Justin Ruggles wrote:

> Justin Ruggles wrote:
> 
>> David Conrad wrote:
>>
>>> On Sep 5, 2009, at 8:20 PM, Justin Ruggles wrote:
>>>
>>>> Justin Ruggles wrote:
>>>>
>>>>> Justin Ruggles wrote:
>>>>>
>>>>>> Justin Ruggles wrote:
>>>>>>
>>>>>>> Justin Ruggles wrote:
>>>>>>>
>>>>>>>> Justin Ruggles wrote:
>>>>>>>>
>>>>>>>> Now I think I know what is going wrong, and there is nothing we  
>>>>>>>> can do
>>>>>>>> about it I think.  speexenc does some weird things with granule
>>>>>>>> positions.  It starts out for a long time with granulepos=0 even  
>>>>>>>> though
>>>>>>>> it is encoding audio, then when it starts writing granule  
>>>>>>>> positions it
>>>>>>>> is not always in sync with the start of the stream.  Below is a  
>>>>>>>> little
>>>>>>>> snippet from a comparison of an original spx file to a copied  
>>>>>>>> spx file.
>>>>>>>> Each packet should be 320 samples.
>>>>>>>>
>>>>>>>> [...]
>>>>>>> So... I figured it out, but you may not want to know the answer. ;)
>>>>>>>
>>>>>>> The granulepos of the first packet is supposed to be interpreted as
>>>>>>> smaller than the full frame size by calculating what the  
>>>>>>> granulepos of
>>>>>>> the first page would normally be, then subtracting it from what it
>>>>>>> really is to get the delay.
>>>>>>>
>>>>>>>>> From above, this is the last packet in the first page. There  
>>>>>>>>> are 59
>>>>>>> packets per page in this stream (the first 2 packets are headers,  
>>>>>>> hence
>>>>>>> the packetno of 60).
>>>>>>>> -00:00:01.171: serialno 1626088319, granulepos 18737, packetno 60
>>>>>>>> +00:00:01.180: serialno 0000000000, granulepos 18880, packetno 60
>>>>>>> speexdec interprets the first packet as having a delay of
>>>>>>> 18880-18737=143 samples.  So the first packet should be 320-143=177
>>>>>>> samples long, and the decoder discards the first 143 samples of the
>>>>>>> first frame.
>>>>>>>
>>>>>>> None of this is documented except for in the speexenc and speexdec
>>>>>>> source code.  From analyzing a Speex-in-FLV sample, it appears  
>>>>>>> that the
>>>>>>> way Adobe handles this in Flash Media Server is to do like our ogg
>>>>>>> demuxer does and interpret the first page as if each frame is 320
>>>>>>> samples, then resync timestamps with the source after the first  
>>>>>>> page,
>>>>>>> causing a skip in timestamps after the first page instead of at the
>>>>>>> beginning of the stream.
>>>>>>>
>>>>>>> I'm still not sure what to do about this though...

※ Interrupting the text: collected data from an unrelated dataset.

PR #555, opened 2020-10-06
Serializes TrustSet Transactions

mvadari:

Provides serialization of TrustSet transaction protocol buffers. 

### Context of Change

`TrustSet` is one of the few transaction types in use at the moment. It was unable to be properly serialized. 

This was caught in the process of writing more `Signer` tests for transactions.

### Type of Change

## Before / After

`TrustSet` transactions can now be fully serialized. 

## Test Plan

CI passes. New unit test written.

### DIFF
--- a/src/XRP/serializer.ts
+++ b/src/XRP/serializer.ts
@@ -251,6 +251,7 @@ type TransactionDataJSON =
   | PaymentChannelCreateJSON
   | PaymentChannelFundJSON
   | SetRegularKeyJSON
+  | TrustSetJSON
 
 /**
  * Individual Transaction Types.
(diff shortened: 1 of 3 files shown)


tedkalaw (approved):
looks good

amiecorso (approved):
yeah this looks good to me too, not sure what codecov is on about.  probably because we're not testing our test helpers or whatever, so I don't think we need to worry about the 50% diff coverage

mvadari:
> not sure what codecov is on about

I think it's because I only added like 4 lines of codecov-checking code, and that happens to include an undefined check that can't really be triggered (but Typescript doesn't know that).

Issue #235, opened 2018-10-08
Need to call operating system commands in the spring shell


zengqingjun:
Need to call operating system commands in the spring shell。
How to use？

ericbottard:
Until infinite arity for parameters, this is gonna be a little awkward but:

Create a Spring Shell command that does that (you may want to call it `!` for example). Such a command would read the rest of its arguments (either you hardcode the number of args because you know which system commands you want to support, or use just one arg which you'll split yourself on spaces -- the use will have to surround it with quotes) and turn that into the command to execute (using JDK's `Process` class).

jvalkeal:
We're doing housekeeping in issues and closing ones which are potentially stale due to recent changes in a project. We are now more up to date with `Spring Boot` starting with release `2.1.0` and work in `3.x` making shell compatible with `Spring Framework 6` and `Spring Boot 3`.

If you think issue should not have been closed, try to re-open or open a new issue with updated info.

Issue #140, opened 2017-08-16
Implement infinite arity


ericbottard:
_From @ericbottard on January 7, 2016 11:56_

_Copied from original issue: ericbottard/spring-shell2#11_

ericbottard:
Blocks https://github.com/spring-cloud/spring-cloud-skipper/issues/316

Coada:
+1 for this feature. I need it to properly map it to varargs.

jvalkeal:
We're doing housekeeping in issues and closing ones which are potentially stale due to recent changes in a project. We are now more up to date with `Spring Boot` starting with release `2.1.0` and work in `3.x` making shell compatible with `Spring Framework 6` and `Spring Boot 3`.

If you think issue should not have been closed, try to re-open or open a new issue with updated info.

PR #312, opened 2020-11-08
Clarify how to achieve varying arity in docs

JohnnyMarnell:
Add examples of how to achieve, with existing functionality, a varying amount of parameter arity (and favor this verbage over "infinite", which, though technically true, could be misleading for evoking neding a very large amount of a parameter, instead of the normal usecase of a few of any amount).

The docs have long said "TO BE IMPLEMENTED", however this functionality is already achievable. I needed this (common IMO) use case and searched in the docs, plus found some long standing open issues like [here](https://github.com/spring-projects/spring-shell/issues/140) and [here](https://github.com/spring-projects/spring-shell/issues/235), but was happy to find I could get it to work without needing any new features.

### DIFF
--- a/spring-shell-docs/src/main/asciidoc/using-spring-shell.adoc
+++ b/spring-shell-docs/src/main/asciidoc/using-spring-shell.adoc
@@ -300,8 +300,27 @@ shell:>add --numbers 1 --numbers 2 --numbers 3.3
 ----
 ====
 
-===== Infinite Arity
-TO BE IMPLEMENTED
+===== Varying Amount Arity
+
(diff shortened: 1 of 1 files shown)


JohnnyMarnell:
@ericbottard Hello, do you or someone you can connect me with, have any thoughts / suggestions here?

iuliu-b:
Hi - what's the status of this PR? The docs [are still not updated](https://docs.spring.io/spring-shell/docs/current-SNAPSHOT/reference/htmlsingle/#_infinite_arity), and this is super useful

JohnnyMarnell:
🦗's... 🙏🏻 @jvalkeal ?

jvalkeal:
Thx, sorry for delay. Merged per 2b7a9b15e64df16ba1ee6f793e43637ebc48b0f7.

PR #320, opened 2021-05-18
Update document appearance

Buzzardo:
Use Spring's standard styles for the ToC. Also added epub generation.


jvalkeal:
Merged per 012481ef63fc3bb5c7ec09afff0b9f7fd1cc0e98. Had to do a bit of fixes as it was old PR.

PR #355, opened 2022-01-24
Make grouping configurable in build-in help

### LINKED ISSUE #347: Change or remove group of "Built-in Commands"
When the user types "help", the Built-In Commands are always shown as a separate group, followed by a group of my own commands (named after the class they are in).

I would like to see all the commands together, with no distinction.  But there doesn't appear to be a way to "ungroup" all the commands, or alternatively merge the groups together.

Can we get some more flexibility on the Built-In commands (short of having to redefine every one of them)?

jvalkeal:
- New option spring.shell.command.help.grouping-mode which can be either flat/group.
- Build-in help command can now choose if to group command or just show flat list.
- Fixes #347

### DIFF
--- a/spring-shell-autoconfigure/src/main/java/org/springframework/shell/boot/SpringShellProperties.java
+++ b/spring-shell-autoconfigure/src/main/java/org/springframework/shell/boot/SpringShellProperties.java
@@ -126,6 +126,7 @@ public class SpringShellProperties {
 	public static class HelpCommand {
 
 		private boolean enabled = true;
+		private GroupingMode groupingMode = GroupingMode.GROUP;
 
 		public boolean isEnabled() {
 			return enabled;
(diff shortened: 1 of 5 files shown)


jvalkeal:
This would result for example:
```
AVAILABLE COMMANDS

  completion bash: Generate bash completion script
  help: Display help about available commands.
  history: Display or save the history of previously run commands
  script: Read and execute commands from a file.
  version: Show version info
  dependencies: List supported dependencies
  info: Show the Initializr server being used
  init: Initialize project
```
vs.
```
AVAILABLE COMMANDS

Built-In Commands
        completion bash: Generate bash completion script
        help: Display help about available commands.
        history: Display or save the history of previously run commands
        script: Read and execute commands from a file.
        version: Show version info

Initializr Commands
        dependencies: List supported dependencies
        info: Show the Initializr server being used
        init: Initialize project
```

PR #358, opened 2022-01-31
Add non-interactive shell runner customizer

onobc:
- Add ordering on the ApplicationShellRunner which is different than the order on the DefaultApplicationRunner. The latter is order that the default runner will execute wrt other application runners. However, the shell runner order is the order that the default app runner will consider them for "1st available to handle the shell".

- Refactored the shell runners javadocs to clearly spell out the above and make them consistent w/ the new mechanism (not the enabled property of days old). 

- Added customizer which allows us to replace the skipper InteractiveApplicationRunner w/ a customizer that simply filters out the non-command args from the `ApplicationArguments` (@jvalkeal )

~This is WIP as I have not added any unit/int testing. I have manually verified the interactive and non-interactive cases in skipper manually though. (https://github.com/spring-cloud/spring-cloud-skipper/pull/1026)~

### DIFF
--- a/spring-shell-core/src/main/java/org/springframework/shell/DefaultApplicationRunner.java
+++ b/spring-shell-core/src/main/java/org/springframework/shell/DefaultApplicationRunner.java
@@ -1,5 +1,5 @@
 /*
- * Copyright 2021 the original author or authors.
+ * Copyright 2021-2022 the original author or authors.
  *
  * Licensed under the Apache License, Version 2.0 (the "License");
  * you may not use this file except in compliance with the License.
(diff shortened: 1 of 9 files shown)


spring-shell-core/src/main/java/org/springframework/shell/DefaultApplicationRunner.java
```diff
@@ -23,17 +23,24 @@
...
- * Default {@link ApplicationRunner} which dispatches to first ordered
- * {@link ShellRunner} able to handle shell.
+ * Default {@link ShellApplicationRunner} which dispatches to the first ordered {@link ShellRunner} able to handle
+ * the shell.
  *
  * @author Janne Valkealahti
+ * @author Chris Bono
  */
+@Order(DefaultApplicationRunner.PRECEDENCE)
 public class DefaultApplicationRunner implements ShellApplicationRunner {
```
onobc, line 37: **[UNRELATED]** I would like to rename this to `DefaultShellApplicationRunner` for specificity.

jvalkeal: Yeah true, we could do it with this pr.

jvalkeal:
Other than that, I think this looks good!

PR #371, opened 2022-02-18
Simplify some expressions, typo fixes

ullenboom:
Pls reformat ...


onobc:
Hi @ullenboom 

While I do agree w/ some of the simplification and improvements, we do not typically consider PRs that are widespread format/style/improvements like this. 

1. It is a large PR - it is hard to find the time to go through this many files (even if they seem small and low-risk, someone has to review). 
2. The style/formatting added does not follow the format prescribed by the other Spring/Cloud projects (eg extra spaces before parens is not something you will find). 
3. Final is typically only used for immutable value objects (this does fit w/ some of your changes in this area though). 

The recommended approach is to do clean up like this as we go, when we are in that area of code for some functional change/fix. 

Another possible route would be to create a very targeted proposal that does 1 of the things on your list, such as "Make constructor injected configuration class members final to enforce immutablility". A targeted proposal is more likely to be accepted.

I do also realize this project has close to zero contributing guidelines, nor automated checkstyle/format rules. For that, I created #373 .

PR #372, opened 2022-02-18
Add support for multiple non-interactive commands

onobc:
Also:
* Rename ThemeResolver bean to avoid clash w/ Spring Boot registered ThemeResolver
* Move shell runner precedence to public static field to allow extension/access

This was needed to support `spring.shell.commandFile` option in SCDF shell. I originally implemented it in SCDF by creating a separate NonInteractiveShellRunner. However, its cleaner to simply support N commands here and let the `commandfile->commands` come in via customizer in SCDF (see [here](https://github.com/spring-cloud/spring-cloud-dataflow/pull/4835/files#diff-7c1674166952308591746a47ec386ac05f55151228991c818a825dfe74b59e07R74)).


jvalkeal:
thx, lgtm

>>>>>> This patch makes it so that all the pts and durations are correct  
>>>>>> for
>>>>>> Ogg/Speex.  It basically just changes the durations of the first and
>>>>>> last packets.
>>>>> nevermind. this doesn't quite work. i'm still working on it. damn ogg
>>>>> and its craziness!
>>>> Ok, now this patch should work correctly.
>>> After some discussion with xiph people, apparently vorbis does this  
>>> exact same thing. The reasoning behind it is that libvorbis/libspeex  
>>> generate additional samples to prime the lapped transform. There is  
>>> apparently nothing in the vorbis/speex bitstream to indicate how many  
>>> samples this is, so instead ogg granulepos is used to figure out how  
>>> many samples to skip at the beginning.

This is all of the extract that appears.